# Impulse response of a system from the input-output relation

I need to find out the recurrence relation and the impulse response of the following system.

The relation seems to be $$y[n] = \frac{2}{16} x[n] + \frac{3}{16} x[n-1] + \frac{6}{16} x[n-2] + \frac{3}{16} x[n-3] + \frac{2}{16}x[n-4]$$

Since there is no recursion the impulse response $$h[n]$$ would contain only 5 values (below) being the coefficients?

[2/16, 3/16, 6/16, 3/16, 2/16] • yes you are right. – Fat32 Dec 19 '18 at 23:59

It looks like you answered your own question but to be complete..The impulse response $$H(z)=\frac{Y(z)}{X(z)}$$ can be found from the difference equation which you have found from the block diagram.

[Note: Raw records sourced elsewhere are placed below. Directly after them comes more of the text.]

Issue #803, opened 2026-09-11
perf(sessions): session list and context have no ETag, so unchanged data is re-transferred on every load


YsDirector:
## Problem

`/api/sessions` and `/api/sessions/[id]` never send `ETag`/`Last-Modified`, and the list route also sends `Cache-Control: no-store`. A client with an unchanged session store therefore re-transfers the full payload on every page load, session switch, and app resume.

This is most visible on mobile. An installed PWA or a WebView shell does not keep the SPA alive across launches, so the app re-mounts on every open and re-fetches the session list plus the active session's context window each time. Measured on a local server with 82 stored sessions:

| request | body | after #731 (gzip) |
|---|---|---|
| `GET /api/sessions` | 95,446 B | 27,625 B |
| `GET /api/sessions/{id}?deferThinking=1&deferMedia=1` (8,712-message session, `tail=50` page) | 257,987 B | 100,591 B |

gzip (#731) removed ~71%, but nothing lets the client skip a request whose answer has not changed:

```
$ curl -D - -H 'If-None-Match: "anything"' .../api/sessions
HTTP/1.1 200 OK
cache-control: no-store
content-encoding: gzip
```

## Why this should be cheap to fix

The server already computes exactly what a validator needs:

- `app/api/sessions/route.ts` returns `sessionListVersion` (`getSessionListVersion()` → `globalThis.__piSessionListGeneration`), a monotonic counter the client already uses in `components/SessionSidebar.tsx` to decide whether to refresh.
- `app/api/sessions/[id]/route.ts` already calls `statSync(filePath).mtime` to populate the `modified` field.

So a weak `ETag` is derivable on both routes without adding I/O.

## A wrinkle: `no-store` blocks revalidation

So taking the z-transform of both sides of the difference equation we have: $$Y(z)=X(z)(\frac{2}{16}+\frac{3}{16}z^{-1}+\frac{6}{16}z^{-2}+\frac{3}{16}z^{-3}+\frac{2}{16}z^{-4})$$ and so we have $$H(z)=\frac{2}{16}+\frac{3}{16}z^{-1}+\frac{6}{16}z^{-2}+\frac{3}{16}z^{-3}+\frac{2}{16}z^{-4}$$.
Now taking the inverse z-transform you get the impulse response to be $$h[n]=\frac{2}{16}+\frac{3}{16}\delta[n-1]+\frac{6}{16}\delta[n-2]+\frac{3}{16}\delta[n-3]+\frac{2}{16}\delta[n-4]$$, which has the coefficients that you listed.